Yeah, you're probably right that it's still not for everyone yet, but with a at least a little up-front configuration support, a lot of people could make the switch now and barely notice, since many people only need a browser and maybe office apps anyway. It's a heck of a lot easier to install, customize and manage a linux desktop now than it was even 10 years ago. Maybe still just out of reach for most non-techies without support, but it's tantalizingly close.

Comment Re:LMDE is "it". (Score 1) 42

Totally, though my previous win10 image has an old version of photoshop on it, that I have used a few times, and it's totally fine on my Ryzen 5600G (with no other GPU in the system) -- it's nearly as usable as it was running on my (AMD A10) machine natively -- I struggled a bit to get the drivers set up initially, but once I finally got it all hooked up right, QXL seems fine, at least for my needs. I was even able to do some light gaming in the windows VM inside QEMU and the performance was acceptable, though I have those games running under WINE now (Heroic Launcher is super easy) so I don't need that anymore, in fact I don't really need anything in that Windows VM anymore. The only reason I still keep it (it has it's own physical disk that I imaged from my old win box, which I also still have) is "just in case". GIMP 3 does literally everything I need and I was already using LibreOffice on windows, so there's no windows-only software that I need anymore. I'm still not entirely used to Darktable, since Lightroom was actually really nice, but I'm mostly there.

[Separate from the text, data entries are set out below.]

PR #2587, opened 2023-07-18
Fix all warnings not picked up by CI

maackle:
### Summary

When running `cargo check`, there are lots of warnings that CI isn't picking up. We should find out why those warnings aren't being recognized in CI, and then this PR is one way to fix those warnings.

### TODO:

### DIFF
--- a/crates/hc_sandbox/src/cli.rs
+++ b/crates/hc_sandbox/src/cli.rs
@@ -236,6 +236,7 @@ impl LaunchInfo {
     }
 }
 
+/// Run a conductor for each path
 pub async fn run_n(
     holochain_path: &Path,
     paths: Vec<PathBuf>,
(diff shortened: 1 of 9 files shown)


ThetaSinner:
These show up on a newer compiler version so Clippy has added new detectors I assume. I don't think the pipeline will treat warnings as errors though, that might be an enhancement that is worth making.

What I don't think we should do is ignore these warnings. I think we should leave them until we get to that compiler version on CI, then we should fix them. Ambiguous exports is not a good thing and I wouldn't like to run into it down the line when the warnings could have helped us fix them.

maackle:
I agree on the clippy lints, I think I lost sight of my original concern there, but it does seem strange that those missing docs are not being picked up as warnings, since the `lib.rs` of that crate [uses `warn(missing_docs)`](https://github.com/holochain/holochain/blob/2ccd0da1fd99eae807114dd1e4f45dd80c81ec79/crates/hc_sandbox/src/lib.rs#L1C10-L1C10). I wonder if there's a combination of things at play, like maybe some changes to (default) feature flags? I will try making sure my local rust version is the same as used in nix though.

maackle:
Maybe applicable once we update rust version, but not now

Comment LMDE is "it". (Score 1) 42

I've been using LMDE 5 (and then 6 since it came out) as my daily driver for a few years now, having been a decades-long (desktop) windows user. Debian gives me warm fuzzies, and Ubuntu decidedly does not, even though it's (for the most part) an adequate OS. I think cinnamon is about as close to perfect as it's possible for a *nix WM to be at this point for a general purpose desktop, especially for soon-to-be windows refugees. I'm about to install it onto a bunch of machines to replace win10 before it goes EOL. It's going to be a vast improvement to my "friends and family" support network.

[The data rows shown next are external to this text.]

PR #2590, opened 2023-07-19
Update lockfiles on schedule

ThetaSinner:
### Summary

We should rely on our Cargo.toml version specs as a source of truth because that's what consumers of Holochain libs/bins rely on when they build from crates.io. By updating regularly (every 6 hours) we will discover more often that there are problems, and hopefully less often find this after a release has been cut.

There is nothing to stop the build breaking after we release so this is about the best we can do by keeping up-to-date within our repository as we work.

### TODO:

### DIFF
--- a/nix/modules/devShells.nix
+++ b/nix/modules/devShells.nix
@@ -130,6 +130,16 @@
                 cargo generate-lockfile --offline --manifest-path=crates/test_utils/wasm/wasm_workspace/Cargo.toml
               '')
 
+              (pkgs.writeShellScriptBin "scripts-cargo-update" ''
+                 set -xeou pipefail
+
+                 # Update the Holochain project Cargo.lock
+                 cargo update --manifest-path Cargo.toml
+                 # Update the release-automation crate's Cargo.lock
+                 cargo update --manifest-path crates/release-automation/Cargo.toml
+                 # Update the WASM workspace Cargo.lock
+                 cargo update --manifest-path crates/test_utils/wasm/wasm_workspace/Cargo.toml
+               '')
             ]
 
             # generate one script for each of the "holochain-tests-" prefixed derivations by reusing their checkPhase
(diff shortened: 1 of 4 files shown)


nix/modules/scripts.nix
```diff
@@ -64,6 +64,17 @@
 
         git commit -m "chore(flakes): update $VERSIONS_DIR"
       '';
+
+      scripts-cargo-update = pkgs.writeShellScriptBin "scripts-cargo-update" ''
```
steveej, line 68: this script doesn't ensure it has a `cargo` to call so IIUC the update command will fail, unless the runner ships a rust toolchain.

i think a simple approach would be to follow what we're doing with a similar script that we include [inline with the coreDev shell](https://github.com/holochain/holochain/blob/e7ffac490f8cbe3a5fc2397d3e3049581a4f0acd/nix/modules/devShells.nix#L132). you cold move this script there and then call it with `nix develop .#coreDev --command cripts-cargo-update`

ThetaSinner: Good spot, moved as recommended

nix/modules/devShells.nix
```diff
@@ -130,6 +130,16 @@
                 cargo generate-lockfile --offline --manifest-path=crates/test_utils/wasm/wasm_workspace/Cargo.toml
               '')
 
+              (pkgs.writeShellScriptBin "scripts-cargo-update" ''
+                 set -xeou pipefail
```
steveej, line 134: i'm not sure if this is needed to make `-o` understand the next argument is meant for it, but it's at least more readable for me.

```suggestion
                 set -xeu -o pipefail
```

that said, this script won't be able to show the effects of this anyway :laughing:

steveej (approved):
feel free double-check and/or merge per your own judgement :wink: 

and thanks!

ThetaSinner:
It runs locally, I'll just merge this and back it out if it doesn't work in the job for any reason

PR #2601, opened 2023-07-24
Bump zome call error level

ThetaSinner:
### Summary

This is a tweak to #2493 which was supposed to provide more information when zome calls fail but we aren't running Holochain with INFO logs in the places that the errors I'm looking at are happening. Increasing the log level for now and if it turns out to be noisy it can be moved down again.

### TODO:


steveej (approved):
makes sense in the context of matching an `Err(runtime_error)`

jost-s (approved):

PR #2602, opened 2023-07-24
Prepare for 0.2.1 release

ThetaSinner:
### TODO:


ThetaSinner:
I see what you're saying, for now I'll leave it as is and we can figure out what best matches what we're doing when it comes time to do a 0.2.2-beta-rc.0 or a 0.2.2-beta-dev.0

jost-s (approved):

My prediction is that Windows will become irrelevant as a desktop OS for personal/small business use within 5 years, especially if they stick with their plan of no win11 for like half the PCs in current use on the planet. LMDE (or Debian) will run quite well on most any computer that came preinstalled with windows *7* much less 10.

OEM support for linux is something that I think the PC industry is going to embrace in a big way in the next few years. The list of OEM linux PCs is growing by the day.

I realize there are already a number of linux installers one can download and run from inside windows, but it's too bad there isn't a turn-key solution ready to go that would:

1. Automatically back up all user data on a windows machine.
2. Scan it and make software recommendations based on installed windows software.
3. Re-partition or just image and wipe the boot drive and install whatever flavor of linux on it, leaving the windows filesystem in a form suitable for running in QEMU, for the edge cases where people would lose functionality only available to them in windows.

That's essentially what I intend to do "by hand" to a bunch of machines in the next few months, though most of them won't even need the windows in-a-VM thing, so it'll just be backup/wipe/install.